Abolition de la déduction pour petite entreprise

Par contre, les efforts du gouvernement afin d’alléger le fardeau fiscal des PME québécoises auront un impact négatif sur bon nombre d’entreprises en construction à travers la province. En effet, la réduction graduelle du taux général d’imposition des PME de 11,9 % à 11,5 % à partir du 1er janvier 2017 sera majoritairement financée par l’abolition de la déduction pour petite entreprise (DPE). La DPE, qui prévoit un taux d’imposition de 8 % sur les premiers 500 000 dollars de revenu des entreprises employant 3 salariés ou moins, sera aboli afin de financer le nouveau taux général d’imposition des PME québécoises. Sachant que 83 % des entreprises en construction au Québec emploient moins de 5 salariés, il devient évident que l’industrie risque d’être considérablement impactée par ce changement.

Attestation de Revenu Québec

Il faut aussi tenir compte de l’élargissement de l’attestation de Revenu Québec pour les contrats privés de travaux de construction qui sera en vigueur en février 2016. Cette annonce est cependant conditionnelle à l’adoption du projet de loi 28.

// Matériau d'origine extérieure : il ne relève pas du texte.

Issue #134, opened 2019-12-18
Port to Jet


jwolff-ncar:

JeffBeck-NOAA:
Working on this now...

climbfuji:
Hey Jeff, for your info, support for jet within the ufs-weather-model itself (i.e. regular regression testing) will be added back in the current PR (https://github.com/ufs-community/ufs-weather-model/pull/18). The code should compile and run even without the PR.

JeffBeck-NOAA:
Thanks, Dom!  I confirmed that it does compile even without the PR, but
it's good to know there will be regular regression testing there too.

- Jeff

jwolff-ncar:
Should this issue now be closed?

JeffBeck-NOAA:
Yes, I was going to mark that we should resolve it in our task notes, but
please feel free to close it!

PR #173, opened 2020-03-22
Port to Jet

JeffBeck-NOAA:
This PR covers three topics:

1) Port to Jet: https://github.com/NOAA-EMC/regional_workflow/issues/134
- End-to-end tests succeeded on both Hera and Jet aside from the following:
     - Coarse Alaska grid (Existing problem with MPI grid decomposition for coarse resolutions)
     - NCO test (location of fix_sar directory unknown or may not exist yet on Jet)
     - Rotated_lat/lon grid with GFDL mp (regional test 007) fails in post task (a result of using DTC_post instead of EMC_post; the former needs to be updated to the newest code in EMC_post/develop). Regional 007 runs to completion when using EMC_post/develop.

Retour à l’équilibre budgétaire

Somme toute, le budget provincial 2015-2016 n’est pas un budget particulièrement prolifique pour le secteur de la construction. Force est de constater que le gouvernement a priorisé le retour à l’équilibre budgétaire aux dépenses en infrastructures publiques. Reste maintenant à voir si les investissements privés, spécialement ceux localisés dans le Nord québécois, pourront prendre la relève.

SAVIEZ-VOUS QUE...
Le plan économique du gouvernement québécois prévoyait une somme de 32,5 M$ pour la mise en place d’une stratégie de développement de l’aluminium.